# VMVSMF



## Eta Carinae (Jan 8, 2016)

> Format: Singles 2vs2
> Style: Set
> DQ: 5 days
> Damage Cap: 40%
> ...


[size=+2]*Vipera Magnifica vs Metallica Fanboy*[/size]

*Vipera Magnifica's active squad*

 *Violent Mustelid* the male Mienfoo <Regenerator> @ Bright Powder
 *Finbarr Galedeep* the male Buizel <Swift Swim> @ Leftovers
 *Vile Myriapoda* the female Venipede <Swarm> @ Black Sludge
 *Litah Alphyne* the female Scraggy <Shed Skin> @ Life Orb
 *Calcifer* the male Litwick <Flame Body> @ Lucky Egg
 *Super Smile Kevin* the male Squirtle <Rain Dish> @ Shell Bell
 *Rhinestone Eyes* the female Sableye <Keen Eye> @ Sachet
 *Metal Gear ROSS* the genderless Metang <Clear Body> @ Lucky Egg
 *Vanishing Melancholy* the female Dunsparce <Serene Grace> @ Lum Berry
 *[MLG]PaRaFl!nChG0D* the male Togepi <Serene Grace> @ Soothe Bell


*Metallica Fanboy's active squad*

 *Super Macho Man* the male Machop <No Guard> @ Black Glasses
 *Earth Dragon* the male Shelgon <Rock Head> @ Life Orb
 *Legal Alien* the male Elgyem <Synchronize> @ Twisted Spoon
 *Misslead* the female Grimer <Stench> @ Lucky Egg
 *Athena Cykes* the female Ralts <Trace> @ Moon Stone
 *Juniper Woods* the female Flabébé (Yellow Flower) <Flower Veil> @ Miracle Seed
 *Angriest TV Chef* the male Pansear <Gluttony> @ Fire Stone
 *Glorisus* the male Piplup <Defiant> @ Custap Berry
 *Country Eater* the female Phanpy <Pickup> @ Yache Berry
 *Taillte* the female Pichu <Static> @ Soothe Bell

-Vipera Magnifica smashes his keyboard in a way that tells me which Pokemon he wants to use
-Metallica Fanboy uses speech-to-text software to do likewise and command said sendout
-Vipera Magnifica utilizes the United States carrier pigeon network to deliver me his commands
-I ref


----------



## Vipera Magnifica (Jan 9, 2016)

iwq inwqr iherg *m*afnfnaow fwnwnowfwn i  hergnhuercihn c*e*wcg*t*erwf*a*rh jer hier  ihecruinherher*l*whj  *g*rhuwfhnweriouer her oueri necnh erih eruinhweneh*e*ruicrun a *a* akljsad er rene*r*unerqnre ggfjidhfsj ew'mkxwkjeafhj fajsajajwef hrjivhhiew hewjhfwqehijfgfyvhJEWK2J HHE*R*GUHIJHFAJ JEWJ*O*F EWHF EW WEHD J NJKDSJHV*S* VF   DVFJHV*S*DHIFE  A FHJDF HRWUGHERIBHDHJVJ DFSL JDFJOVFDJOGE DFGKL JFDOBEH3RNVSDKN FDJBEJ


----------



## M&F (Jan 9, 2016)

GorillaShift in, *Angriest TV Chef*. Let's reduce their entire team to CreaturesBegging for mercy.

To start with, *KnockOff* that egg and send it CrackingBy.

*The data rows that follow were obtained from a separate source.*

PR #598, opened 2025-12-17
feat: add github action to clean up old untagged images

KaivalyaMDabhadkar:
## Summary
Over time, container registries accumulate orphaned/untagged images and outdated versions, consuming storage and making it harder to manage packages. This workflow enables automated cleanup based on configurable retention policies.
This PR adds a github actions workflow to automatically clean up old container images from GitHub Container Registry (ghcr.io) using [snok/container-retention-policy](https://github.com/snok/container-retention-policy).

## Features

- Manual trigger via workflow_dispatch for controlled execution
- Dry-run mode currently (default) to preview deletions before applying
- Configurable retention policies

## Testing

Validated in a test repository with tagged and untagged images - successfully identified and deleted target images while preserving intended versions.

## Type of Change
- [ ] 🐛 Bug fix
- [x] ✨ New feature
- [ ] 💥 Breaking change
- [ ] 📚 Documentation
- [ ] 🔧 Refactoring
- [x] 🔨 Build/CI

## Component(s) Affected
- [ ] Core Services
- [x] Documentation/CI
- [ ] Fault Management
- [ ] Health Monitors
- [ ] Janitor
- [] Other: ____________

## Testing
- [x] Tests pass locally
- [x] Manual testing completed
- [ ] No breaking changes (or documented)

## Checklist
- [x] Self-review completed
- [ ] Documentation updated (if needed)
- [x] Ready for review

## Summary by CodeRabbit

* **Chores**
  * Added automated cleanup of untagged container images with daily scheduling and a manual trigger.
  * Configurable retention: dry-run option, age cutoff (default 30 days), and keeps the 5 most recent untagged images.
  * Targets untagged images only, uses update timestamp for age, 30-minute job timeout, and applies across many components.

<sub>✏️ Tip: You can customize this high-level summary in your review settings.</sub>

PR #1339, opened 2026-05-27
fix: clean up main branch container images

### LINKED ISSUE #171: [Feature]: Clean up old images published form main in container registry
### Prerequisites

### Feature Summary

Each PR merge on main publishes images with `main-sha`. 

### Problem/Use Case

Bloating the container registry. Clean these up using age

### Proposed Solution

https://github.com/marketplace/actions/ghcr-io-cleanup-action

### Component

Multiple Components

valdo766hi:
Closes #171.

## Summary

This completes the cleanup work started in #598.

The existing workflow only removes untagged GHCR images. Images published from `main` are tagged as `main-<shortsha>`, so they were not covered by the untagged cleanup policy.

## Changes

- keep the existing untagged image cleanup
- add cleanup for old `main-*` tagged images
- keep the latest 10 matching main images
- preserve release tags by only matching `main-*`
- keep manual runs dry-run safe by default
- allow scheduled runs to perform real cleanup
- add currently published packages missing from the cleanup matrix

## Validation

```bash
ruby -e 'require "yaml"; YAML.load_file(".github/workflows/cleanup-untagged-images.yml"); puts "valid yaml"'
grep -nE 'delete-tags: main-\*|keep-n-tagged: 10|older-than:|validate: true' .github/workflows/cleanup-untagged-images.yml
grep -c "dry-run: \${{ github.event_name == 'workflow_dispatch' && github.event.inputs.dry_run || 'false' }}" .github/workflows/cleanup-untagged-images.yml
git diff --check
```

## Summary by CodeRabbit

* **Chores**
  * Renamed and clarified the container image cleanup workflow and its manual-run inputs.
  * Reformatted cutoff input to a human-readable "30 days" and standardized retention defaults.
  * Expanded the list of image packages covered and improved ordering.
  * Adjusted behavior for dry-run between scheduled and manual runs.
  * Added automated removal of older build tags, preserving the 10 most recent and enabling validation.

### DIFF
--- a/.github/workflows/cleanup-untagged-images.yml
+++ b/.github/workflows/cleanup-untagged-images.yml
@@ -114,7 +114,7 @@ jobs:
           timestamp-to-use: updated_at
 
       - name: Delete old main branch images for ${{ matrix.package }}
-        uses: dataaxiom/ghcr-cleanup-action@v1.2.1
+        uses: dataaxiom/ghcr-cleanup-action@f092b48ba3b604b2a83690dc4b2bbb3392e1045f  # v1.2.1
         with:
           owner: NVIDIA
           package: ${{ matrix.package }}
--- a/.github/workflows/cleanup-untagged-images.yml
+++ b/.github/workflows/cleanup-untagged-images.yml
@@ -12,7 +12,7 @@
 # See the License for the specific language governing permissions and
 # limitations under the License.
 
-name: Cleanup Untagged Container Images
+name: Cleanup Container Images
 
 on:
   # Run daily at midnight UTC
@@ -30,9 +30,9 @@ on:
           - 'true'
           - 'false'
       cut_off:
-        description: 'Delete images older than this (e.g., 1h, 1d, 7d, 30d)'
+        description: 'Delete images older than this (e.g., 1h, 1d, 7d, 30 days)'
         required: true
-        default: '30d'
+        default: '30 days'
         type: string
 
 concurrency:
@@ -44,8 +44,8 @@ permissions:
   contents: read
 
 jobs:
-  cleanup-untagged-images:
-    name: Cleanup Untagged Images
+  cleanup-container-images:
+    name: Cleanup Container Images
     runs-on: linux-amd64-cpu32
     if: github.repository == 'NVIDIA/NVSentinel'
     timeout-minutes: 30
@@ -56,8 +56,10 @@ jobs:
         package:
           - nvsentinel
           - nvsentinel/platform-connectors
+          - nvsentinel/plugins-slinky-drainer
           - nvsentinel-platform-connectors
           - nvsentinel/gpu-health-monitor
+          - nvsentinel/gpu-reset
           - nvsentinel/syslog-health-monitor
           - nvsentinel/csp-health-monitor
           - nvsentinel-gpu-health-monitor
@@ -79,6 +81,7 @@ jobs:
           - nvsentinel/log-collector
           - nvsentinel/file-server-cleanup
           - nvsentinel/janitor
+          - nvsentinel/janitor-provider
           - nvsentinel/health-events-analyzer
           - nvsentinel/maintenance-notifier
           - nvsentinel/event-exporter
@@ -92,6 +95,7 @@ jobs:
           - nvsentinel/preflight-dcgm-diag
           - nvsentinel/nic-health-monitor
           - nvsentinel/preflight-nccl-allreduce
+          - nvsentinel/preflight-nccl-loopback
 
     steps:
       - name: Delete untagged images for ${{ matrix.package }}
@@ -100,12 +104,23 @@ jobs:
           account: NVIDIA
           token: ${{ secrets.GITHUB_TOKEN }}
           image-names: ${{ matrix.package }}
-          cut-off: ${{ github.event.inputs.cut_off || '30d' }}
+          cut-off: ${{ github.event.inputs.cut_off || '30 days' }}
           # Keep at least 5 most recent untagged versions as safety buffer
           keep-n-most-recent: 5
-          dry-run: ${{ github.event.inputs.dry_run || 'true' }}
+          dry-run: ${{ github.event_name == 'workflow_dispatch' && github.event.inputs.dry_run || 'false' }}
           # Only target untagged images - preserve all tagged releases
           tag-selection: untagged
           # Use updated_at timestamp for age calculation
           timestamp-to-use: updated_at
+
+      - name: Delete old main branch images for ${{ matrix.package }}
+        uses: dataaxiom/ghcr-cleanup-action@v1.2.1
+        with:
+          owner: NVIDIA
+          package: ${{ matrix.package }}
+          delete-tags: main-*
+          older-than: ${{ github.event.inputs.cut_off || '30 days' }}
+          keep-n-tagged: 10
+          dry-run: ${{ github.event_name == 'workflow_dispatch' && github.event.inputs.dry_run || 'false' }}
+          validate: true
 
--- a/.github/workflows/cleanup-untagged-images.yml
+++ b/.github/workflows/cleanup-untagged-images.yml
@@ -99,7 +99,7 @@ jobs:
 
     steps:
       - name: Delete untagged images for ${{ matrix.package }}
-        uses: snok/container-retention-policy@3b0972b2276b171b212f8c4efbca59ebba26eceb  # v3.0.1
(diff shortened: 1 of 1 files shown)


valdo766hi:
please take a look sir @KaivalyaMDabhadkar

KaivalyaMDabhadkar:
Thanks for the PR @valdo766hi !
Requesting some changes before we enable scheduled real deletion here:

This PR changes scheduled runs from dry-run to real deletion, because schedule events now resolve `dry-run` to `false`. That is fine for the new `main-*` cleanup goal, but it also makes the existing untagged cleanup step delete for real.

This step is still using `snok/container-retention-policy@v3.0.1`. NVSentinel publishes multi-arch images (`linux/amd64,linux/arm64`), and `snok`’s docs state that GHCR represents multi-arch child manifests as untagged package versions; deleting those children can break the tagged parent image. `snok` documents automatic multi-arch child protection starting in `v3.1.0`, while this workflow is pinned to `v3.0.1`.

Can you please:
1. Run this workflow manually with `dry_run: true` and share the output before we enable scheduled deletion.
2. Since this PR also changes scheduled runs from dry-run to real deletion, can we make the untagged cleanup multi-arch safe before merge, either by upgrading to a pinned `snok` `v3.1.0` SHA or by moving untagged cleanup to `dataaxiom/ghcr-cleanup-action` as well?

valdo766hi:
Thanks for the review @KaivalyaMDabhadkar.

I updated the existing untagged cleanup to use `snok/container-retention-policy` v3.1.0 pinned by full commit SHA. 

For the dry-run output, running this from my fork would not be useful because the job is guarded with `github.repository == 'NVIDIA/NVSentinel'`, so it would skip outside the upstream repo.

Could a maintainer/vetter trigger or approve a manual `workflow_dispatch` run in `NVIDIA/NVSentinel` with `dry_run=true`?

lalitadithya:
@KaivalyaMDabhadkar , can you please help here?

KaivalyaMDabhadkar:
Hi @valdo766hi, apologies for the long silence here, this fell off my radar.

I re-reviewed the latest changes and the `snok/container-retention-policy` v3.1.0 bump (SHA-pinned) resolves the multi-arch concern from my earlier review, v3.1.0 automatically detects and retains child manifests of tagged multi-arch images, so the untagged cleanup is now safe to run. The `dataaxiom/ghcr-cleanup-action` usage also checks out: `keep-n-tagged` combined with `delete-tags: main-*` restricts retention to the `main-*` subset, so release tags are untouched, and the pinned SHA matches v1.2.1.

On the dry run: you're right, I'll push this branch to a temporary branch in `NVIDIA/NVSentinel` and trigger a `workflow_dispatch` with `dry_run=true` myself, then share the run output here. If the logs look clean (only untagged versions and old `main-*` tags staged for deletion, no release tags), I'll approve and merge.

No further action currently needed from your side, thanks for the contribution and for your patience!

KaivalyaMDabhadkar:
Hi @valdo766hi,

**About the `snok` v3.1.0 bump:** every nightly run of this workflow on `main` is currently failing because v3.0.1 rejects GitHub’s new-format `GITHUB_TOKEN` ([[example failing run](https://github.com/NVIDIA/NVSentinel/actions/runs/30317091734)](https://github.com/NVIDIA/NVSentinel/actions/runs/30317091734)). Your SHA-pinned v3.1.0 bump fixes that and correctly protects multi-arch child manifests.

**The `dataaxiom` action needs to be allowlisted.** The validation run failed at startup because `dataaxiom/ghcr-cleanup-action` is not currently allowed in the NVIDIA organization ([[run](https://github.com/NVIDIA/NVSentinel/actions/runs/30339605627)](https://github.com/NVIDIA/NVSentinel/actions/runs/30339605627)).

I’m going to request that this exact SHA be added to the Actions allowlist:

```text
dataaxiom/ghcr-cleanup-action@f092b48ba3b604b2a83690dc4b2bbb3392e1045f
```

After reviewing the alternatives, I prefer keeping the purpose-built action rather than replacing it with an inline `actions/github-script` implementation. It handles multi-arch images and referrers explicitly and includes throttling and retries for GitHub API rate limits—which is important because the dry run identified over 10,000 stale `main-*` versions.

No change is currently needed from your side for the `dataaxiom` step. Once it is allowlisted, I’ll rerun the workflow with `dry_run=true` and verify that only eligible `main-*` tags are selected.

**One change is still needed:** `nvsentinel/plugins-slinky-drainer` does not exist in GHCR; the published package is `nvsentinel/slinky-drainer`. Please update the matrix entry to:

```yaml
          - nvsentinel/slinky-drainer
```

Everything else reviewed clean. Thanks for the contribution and your patience!

KaivalyaMDabhadkar:
Hi @valdo766hi, closing the loop on the `dataaxiom` question, sorry for the churn on this one. I know my last comment said I would rather keep the purpose-built action, but after allowlisting it and testing it properly, I have to walk that back beacause testing changed my mind, so let me share exactly what I found.

**Round 1, allowlisted, ran as-is:** the policy gate cleared, but the run failed on all 23 of the current-generation `nvsentinel/*` packages with `Request failed with status code 429` ([run 30426162779](https://github.com/NVIDIA/NVSentinel/actions/runs/30426162779)). The earlier claim about the action retries on rate limits turned out to be wrong. It fails the step on the first 429, and our matrix (16 concurrent jobs sharing the repo `GITHUB_TOKEN`, with packages holding 4-6k versions each) trips GitHub's secondary limits pretty reliably.

**Round 2, throttled with `max-parallel: 3`:** that did fix the rate limiting ([run 30431628191](https://github.com/NVIDIA/NVSentinel/actions/runs/30431628191),  41/42 green in about 26 minutes). But when I did the log verification, I found something more concerning: the action staged four `nvsentinel/nic-health-monitor` versions that carry **release tags** (`v0.8.0`, `v0.9.0`, `v1.2.0`, `v1.3.0` which are the releases we promoted by re-tagging main builds, now older than the cutoff). I read through the action's source at the pinned SHA to understand what would happen in a real run: when `keep-n-tagged` is set, deletions go through a phase that removes whole versions by digest, without checking for other tags. There *is* an untag -> reload -> recompute sequence designed to protect these versions, but it relies on read-after-write consistency between the registry and the Packages API and dry-run mode can't exercise that path at all, so we'd have no way to validate it before real deletions start running nightly right next to our release images. Since promoting releases by re-tagging main builds is normal practice in this repo (slinky-drainer's `v1.16.0` is another example), I'm not comfortable taking that risk.

So two asks, and apologies for moving the goalposts after saying no change was needed on this step:

**1. Could you replace the `dataaxiom` step with an `actions/github-script` step that does the same cleanup via the Packages API?** `actions/github-script` is GitHub-created (so no allowlist concerns) and its octokit client retries on rate limits out of the box. Please pin it to a full commit SHA like the other actions in the workflow. The step should:

- List all versions of the package (`${{ matrix.package }}`) using the org package-versions API, paginated, with the workflow's `GITHUB_TOKEN`.
- Select only versions where **every** tag starts with `main-` as that way a version carrying a release tag (or any other tag) alongside a `main-*` alias can never be touched, which is the safety property the dataaxiom step couldn't give us.
- From that set, keep anything newer than the `cut_off` input (same shared input as the snok step; treating the leading number as days is fine), sort the expired ones newest-first, keep the 10 most recent as a safety buffer, and delete the rest via the delete-package-version-for-org endpoint.
- Honor the same dry-run expression as the snok step: when dry-run is on, only log what would be deleted (id, updated date, and tags per version) instead of calling the delete endpoint.

I've already validated exactly this logic across the full matrix at full parallelism ([run 30342041763](https://github.com/NVIDIA/NVSentinel/actions/runs/30342041763)): 41/42 green, 10,548 stale `main-*` versions staged, zero release tags anywhere, and no `max-parallel` needed since octokit absorbed the same rate-limit conditions. Happy to share the exact step I tested if that saves you time.

**2. The slinky fix from my last comment still applies:** `nvsentinel/plugins-slinky-drainer` -> `nvsentinel/slinky-drainer` (the package doesn't exist under the current name, which is the one red job in every validation run).

One optional extra if you're up for it: the same step can also clean up orphaned attestation referrers (versions whose only tags are `sha256-<digest>` pointing at images that no longer exist) but that's a nice-to-have we can also handle in a follow-up, so don't let it hold up the two changes above.

Once you've pushed both changes, I'll re-run the dry run against your branch, post the log here, and approve. Thanks so much for your patience, this PR ended up being even more valuable than it first looked, since the snok bump also fixes our nightly cleanup, which has been silently failing.

PR #1378, opened 2026-06-10
docs: add ADR for tracking hardware device-count

XRFXLP:
## Tl;dr

Make changes in labeler to digest the following config:
```yaml
labeler:
  expectedInventory:
    enabled: true
    classes:
      - name: gpu
        labels:
          current: nvsentinel.dgxc.nvidia.com/gpu.count.current
          expected: nvsentinel.dgxc.nvidia.com/gpu.count.expected
        groupingLabels:
          - node.kubernetes.io/instance-type
          - karpenter.sh/nodepool
          - nvidia.com/gpu.product
          - nvidia.com/gpu.sharing-strategy
        currentExpression: |
          int(node.metadata.labels['nvidia.com/gpu.count'])
      - name: nic.roce
        labels:
          current: nvsentinel.dgxc.nvidia.com/nic.roce.count.current
          expected: nvsentinel.dgxc.nvidia.com/nic.roce.count.expected
        groupingLabels:
          - node.kubernetes.io/instance-type
          - karpenter.sh/nodepool
        currentExpression: |
          sum(resourceSlices
            .filter(rs,
              has(rs.spec.driver) &&
              rs.spec.driver == 'dra.networking.k8s.aws' &&
              has(rs.spec.devices)
            )
            .map(rs, rs.spec.devices
              .filter(d,
                has(d.attributes) &&
                'dra.vpc.amazonaws.com/deviceType' in d.attributes &&
                has(d.attributes['dra.vpc.amazonaws.com/deviceType'].string) &&
                d.attributes['dra.vpc.amazonaws.com/deviceType'].string == 'roce'
              )
              .size()
            ))
```

So it can label a node for a resource current and expected value, irrespective of the whether is NIC or GPU or it is advertized by device-plugin model or DRA model. 

This information can be consumed by kubernetes object monitor that can track the history of the node and decide whether to reboot or replace the node.

## Type of Change
- [ ] 🐛 Bug fix
- [ ] ✨ New feature
- [ ] 💥 Breaking change
- [ ] 📚 Documentation
- [ ] 🔧 Refactoring
- [ ] 🔨 Build/CI

## Component(s) Affected
- [ ] Core Services
- [ ] Documentation/CI
- [ ] Fault Management
- [ ] Health Monitors
- [ ] Janitor
- [ ] Other: ____________

## Testing
- [ ] Tests pass locally

## Checklist
- [ ] Self-review completed
- [ ] Ready for review

## Summary by CodeRabbit

* **Documentation**
  * Added ADR describing normalization of device inventory into node labels carrying both current and expected counts, partitioned by hardware-class grouping, with rules for label validity, evaluation failure behavior, and expected-count learning/relearn semantics.
  * Documents monitoring behavior that raises health events when current < expected, and adds observability guidance for counts and label update outcomes.


docs/designs/043-expected-device-inventory-labels.md
```diff
@@ -0,0 +1,294 @@
...
+- a CEL expression that returns the current count for the node.
+
+The CEL environment is intentionally small and read-only. `labeler` builds the input context and the expression only counts from that context:
+
+- `node`: the Kubernetes `Node` object being reconciled;
+- `resourceSlices`: all raw `ResourceSlice` objects associated with that node.
+
+Inventory class expressions can use either legacy node labels or DRA inventory:
+
+- device-plugin deployments can read labels such as `nvidia.com/gpu.count` and `nvidia.com/gpu.product` from `node`;
```
lalitadithya: I don't follow this, why would the device plugin read those labels?

docs/designs/043-expected-device-count-labels.md
```diff
@@ -0,0 +1,294 @@
...
+
+- an admin removing the expected-count label from a node or hardware class;
+- an explicit labeler command or configuration flag to relearn a class;
+- a future configuration object that declares expected inventory per class.
+
+Cold start behavior should be conservative. If no expected label exists and only one node exists in a class, `labeler` may initialize expected from current, but that provides no protection against a device that was already missing before NVSentinel started. The ADR accepts this limitation for auto-learned baselines and leaves admin-provided expected inventory as a future hardening path.
+
+## Consumer Policies
+
+Kubernetes Object Monitor consumes the normalized labels with Node policies. The replace policy uses the existing fault-quarantine `quarantineHealthEvent` annotation as evidence that the restart event was already processed, instead of depending on node conditions written by the platform connector.
```
lalitadithya: would it be possible to use the nvsentinel state label here instead?

docs/designs/043-expected-device-count-labels.md
```diff
@@ -0,0 +1,294 @@
...
+          int(resource.metadata.labels['nvsentinel.dgxc.nvidia.com/gpu.count.current']) <
+          int(resource.metadata.labels['nvsentinel.dgxc.nvidia.com/gpu.count.expected'])
+      healthEvent:
+        componentClass: Node
+        isFatal: true
+        message: "GPU inventory is below expected count"
+        recommendedAction: RESTART_VM
+        errorCode:
+          - LESS_THAN_TOTAL_GPUS_RESTART
+    - name: LessThanTotalGPUsReplace
```
lalitadithya: Is this intended to be an escalation of `LessThanTotalGPUsRestart`? If so can we use the node condition that it would triggered?

If that is not the case and it is relying on say slow DCGM startup then it is possible that we can have a extra reboot inbetween right?

docs/designs/043-expected-device-count-labels.md
```diff
@@ -0,0 +1,294 @@
...
+
+Inventory class expressions can use either legacy node labels or DRA inventory:
+
+- device-plugin deployments can read labels such as `nvidia.com/gpu.count` and `nvidia.com/gpu.product` from `node`;
+- DRA deployments can count matching `ResourceSlice.spec.devices[]` entries from `resourceSlices`;
+- DRA device semantics are driver-specific, so the expression is responsible for matching the right driver and device attributes for that inventory class.
+
+The expression must return an integer. If it errors or returns a non-integer, `labeler` skips the current-count update for that class and records the evaluation failure. The first implementation will support standard CEL list macros such as `filter`, `map`, and `size`, and will register a `sum(list<int>) -> int` helper so DRA counts can be expressed across multiple `ResourceSlice` objects.
+
+Example shape:
```
lalitadithya, line 45: Can you add an example of how an admin could hardcode this value if they so desire using the `expectedInventory`?

docs/designs/043-expected-device-inventory-labels.md
```diff
@@ -0,0 +1,294 @@
+# ADR-043: Labeler - Expected Device Inventory Labels
```
lalitadithya: I think we should call this device count labels. inventory is a rather broad team and it can often be confused to mean many other things

docs/designs/043-expected-device-count-labels.md
```diff
@@ -0,0 +1,294 @@
...
+
+```yaml
+labeler:
+  expectedInventory:
+    enabled: true
+    classes:
+      - name: gpu
```
lalitadithya, line 52: can we also have an option to turn off policies at an individual class level so that we can easily contain a expensive cel expression for example?

docs/designs/043-expected-device-count-labels.md
```diff
@@ -0,0 +1,294 @@
...
+          - karpenter.sh/nodepool
+          - nvidia.com/gpu.product
+          - nvidia.com/gpu.sharing-strategy
+        currentExpression: |
+          int(node.metadata.labels['nvidia.com/gpu.count'])
+      - name: nic.roce
+        labels:
+          current: nvsentinel.dgxc.nvidia.com/nic.roce.count.current
+          expected: nvsentinel.dgxc.nvidia.com/nic.roce.count.expected
+        groupingLabels:
```
lalitadithya, line 73: what if there are no grouping labels available? For example, some legacy environments may not have the `node.kubernetes.io/instance-type` label.

docs/designs/043-expected-device-count-labels.md
XRFXLP: Do you mean remediation-succeeded? That can be ambiguous as that can also mean reboot is stuck.

docs/designs/043-expected-device-count-labels.md
XRFXLP: We can tie this escalation to node conditions as well but the problem is node condition are like leaf level information since k8s-connector can be be enabled/disabled.

We have grace time of 1 hour after node becomes not ready to catch the slow DCGM startup.

docs/designs/043-expected-device-count-labels.md
XRFXLP: It will break if somehow we have heterogeneous cluster yet no way to figure out it from the labels.

docs/designs/043-expected-device-count-labels.md
XRFXLP: done

docs/designs/043-expected-device-count-labels.md
XRFXLP: added an example

docs/designs/043-expected-device-inventory-labels.md
XRFXLP: re-worded

docs/designs/043-expected-device-inventory-labels.md
XRFXLP: done

docs/designs/043-expected-device-count-labels.md
lalitadithya: yeah, but the same problem exists with `quarantineHealthEvent` too right? we have to check for that as well as the ready transition time like you are doing

docs/designs/043-expected-device-count-labels.md
lalitadithya: ah, good point on the k8s-connector enabled/disabled. 

maybe should we check for cordon state, i.e., wait for the node to be uncordoned and ready?

docs/designs/043-expected-device-count-labels.md
lalitadithya: of course, but in the case of some our of on-prem cluster we have no labels but they are heterogenous in the sense that there are only GPU and CPU nodes in there.

docs/designs/043-expected-device-count-labels.md
```diff
@@ -93,16 +101,17 @@ nvsentinel.dgxc.nvidia.com/nic.roce.count.expected
 ```
 
 - `current` is the count visible in the selected inventory source.
-- `expected` is the stable baseline for the node's hardware class.
-- `expected` may rise automatically when a higher count is observed in the same class, but it must not fall automatically when `current` drops.
+- `expected` is either an operator-provided override for the matching hardware class or the learned baseline for that class.
+- Learned `expected` may rise automatically when a higher count is observed in the same class, but it must not fall automatically when `current` drops.
+- Disabled classes are not compiled, evaluated, or written to node labels. This allows expensive or environment-specific CEL expressions to be contained without disabling the entire expected-inventory feature.
```
lalitadithya: nit:

> expected-inventory

device count. please update in other places if required

docs/designs/043-expected-device-count-labels.md
XRFXLP: IIRC we always have labels in those cases in terms of node-role or nodeGroup.

docs/designs/043-expected-device-count-labels.md
XRFXLP: Right. I've removed this section entirely, we can always enable escalation based on node condition for the environment where we've k8s-connector enabled.

docs/designs/043-expected-device-count-labels.md
XRFXLP: > maybe should we check for cordon state, i.e., wait for the node to be uncordoned and ready?

No, that would be problematic as well as k8s object monitor will never send healthy even unless expected_device_count == actual_device_count which won't happen in unhealthy case.

I've removed this escalation point as there is no simple way to do it.

docs/designs/043-expected-device-count-labels.md
XRFXLP: done

docs/designs/043-expected-device-count-labels.md
```diff
@@ -0,0 +1,274 @@
+# ADR-043: Labeler - Expected Device Count Labels
+
+## Context
+
+NVSentinel needs a way to detect missing GPUs and NICs even when the kernel or driver does not emit a useful XID, SXID, or fallen-off-bus syslog line. A common failure mode is that a node reports fewer devices than its platform is expected to have; if no error log is produced, Kubernetes Object Monitor needs a normalized Kubernetes signal to consume.
+
+Today the expected device count is implicit. Operators may know that a class of nodes should have eight GPUs or eight RoCE interfaces, but NVSentinel does not persist that expectation in a normalized form that Kubernetes Object Monitor policies can consume.
```
deesharma24: is this LessThanTotalNic problem specific to OCI is the reason we are mentioning nics.roce everywhere in this doc?

deesharma24: I see you have mentioned AWS in different part of the problem. So, I am assuming this problem is there in Every CSP.right? if yes,then why we are calling it as ROCE?

XRFXLP: Everything is config driven and that was just an example that I picked.

XRFXLP: replaced roce with NICs wherever applicable.

lalitadithya (approved):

Keep Knocking until your IllogicalMassive opponent isn't holding an item. Once it isn't, roast their FilamentNiche with a *WillOWisp*, then think up a *NastyPlot* -- MacabreAny will do. If you see clones or a Substitute after you're done with Knock Off, fast-track that plotting AxeXenotime, then, if you still have an action, *FlameThrower* that MergeMustache off (sweep in case of clones).

*Knock Off ~ Will-O-Wisp/Nasty Plot/Knock Off ~ Nasty Plot/Flamethrower/Knock Off*


----------



## Vipera Magnifica (Jan 10, 2016)

_A rolled-up letter waits on Eta Carinae's windowsill, covered in pigeon feathers. The letter contains the following message:_

Okay Metal Gear ROSS, we're already at a bit of a disadvantage here, due to the enemy's typing. It looks like our best option is to lead with an all-out assault, and try to keep LeadingMaximum in terms of dealing damage. They say offense is the best defense, so get your BeautifulTinned body moving and don't give me a FakeOffense.

*Earthquake *really CreamsArse, so I suggest you lead with that. Then kick that ConceptComputer head of yours into overdrive and deal some FacultyDamage to your opponent's BrainRookery with *Psychic*. On the last action, use *Facade* if you're burned, or attack once more with the HighlySolid ground if you're not.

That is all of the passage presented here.